Ticket-type profiles that incorporate this profile SHOULD define which code systems and local mappings are in scope.

Issuer Requirements

Issuers using this profile SHALL:

  • Include sensitivity_policy as a top-level claim and list it in must_understand.
  • Use code systems permitted by the incorporating ticket-type profile or trust framework.
  • Distinguish withholding rules from release authorization in their records: note whether each withhold was patient-requested, client-requested, issuer-imposed, or framework-imposed, and retain the authorization ceremony evidence behind each release_authorized entry.
  • Avoid placing supporting sensitive documents directly in the ticket unless the incorporating profile explicitly requires that evidence.

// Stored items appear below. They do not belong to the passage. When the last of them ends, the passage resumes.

Issue #2697, opened 2026-08-07
codegen: a value has one width, but a sub-register-width vector has two (register 16, memory 12)


octalide:
Split out of #2687, which exposed this and is holding a frontend refusal until it is fixed.

## What

`op_width_of` answers **one** number for what are really two different quantities: the width a value occupies in a register, and the footprint it occupies in memory. That conflation was invisible while every vector was exactly 16 bytes, because the two numbers were the same. Lane-derived vector layout (#2695) separates them, and the conflation becomes a silent miscompile.

```
i32x3{10,20,30} + i32x3{1,2,3}   ->  lanes 11, 22, 0
```

**The affected set is wider than 12 bytes, and the rule is not "non-power-of-two".** Measured by running a program on x86-64 (`gpr_width` 8), reporting each shape's computed value:

| shape | size | got | want | |
|---|---:|---:|---:|---|
| `i8x3` | 3 | 6 | 6 | ok |
| `i16x3` | 6 | 6 | 6 | ok |
| `i32x2` | 8 | 3 | 3 | ok |
| `i16x4` | 8 | 10 | 10 | ok |
| `i8x9` | 9 | 1 | 10 | **wrong** |
| `i16x5` | 10 | 4 | 6 | **wrong** |
| `i32x3` | 12 | 30 | 60 | **wrong** |
| `i16x7` | 14 | 1 | 8 | **wrong** |
| `i32x4` | 16 | 10 | 10 | ok |

So: 3 and 6 are non-power-of-two and **pass**, while 9, 10 and 14 also **fail**. Falling through to `gpr_width` only loses data when the vector exceeds the GP word, so the hole is **any size strictly greater than `gpr_width` and less than the vector register width**.

That is **target-dependent**, which matters for the fix: written against the constant 12 it looks complete on x86-64 and leaves the hole open on a target with a narrower word. On mos6502 (`gpr_width` 1) the hole would be sizes 2 through 15.

Note also that the damage is not a uniform "last lane dropped" — `i8x9` returns 1 of an expected 10 and `i16x7` returns 1 of 8, so how much survives varies by shape. The headline is the size range, not a consistent truncation.

*(A note on measuring this: the first version of the probe packed one bit per shape into the process exit status, which is 8 bits, so bits 8 and up were silently truncated and `i32x4` was never actually measured while the table printed "ok" for it. The numbers above come from a per-shape stdout report with a must-pass and a must-fail control, so "everything failed" cannot read the same as "the program never ran".)*

[...]

Issue #2688, opened 2026-08-07
spirv: no GLSL.std.450 extended instruction set, so a shader has no sqrt, normalize, dot or mix


octalide:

Relationship to Trust Frameworks

Trust frameworks or ticket-type profiles incorporating this profile should define:

  • Which issuers and ticket types may carry sensitivity_policy, and separately, which may assert release_authorized (the higher-trust direction).
  • Which code systems and codes are accepted.
  • What patient or requester authorization ceremony is required before an issuer may populate release_authorized or unlisted_sensitive_data: "release_authorized".
  • Whether withhold rules may be client-requested, patient-requested, issuer-imposed, or trust-framework-imposed.
  • What evidence the issuer must retain, and how responders may audit issuer compliance.
  • How local mappings from EHR classifications to profile codes are validated or documented.

Open Questions

Open Question (OQ-5A): Disclosure Leakage. How should a Data Holder respond when a category is requested but local policy, law, or patient preference prevents release and the Data Holder should not reveal whether such data exists?

Open Question (OQ-5B): Vocabulary Scope. Should early implementations constrain this profile to v3 Information Sensitivity Policy codes, or also support confidentiality levels, privacy-law codes, or locally profiled value sets?

Open Question (OQ-5C): Unknown Classification. Should the profile define an explicit behavior for resources whose sensitivity classification is unknown, or is unlisted_sensitive_data plus conservative withholding sufficient?

Open Question (OQ-5D): Release Authorization Prerequisites. What authorization UX, classification precision, and trust-framework rules does a Data Holder need before honoring release_authorized for a category like 42 CFR Part 2 data, and who certifies that an issuer's ceremony meets the bar?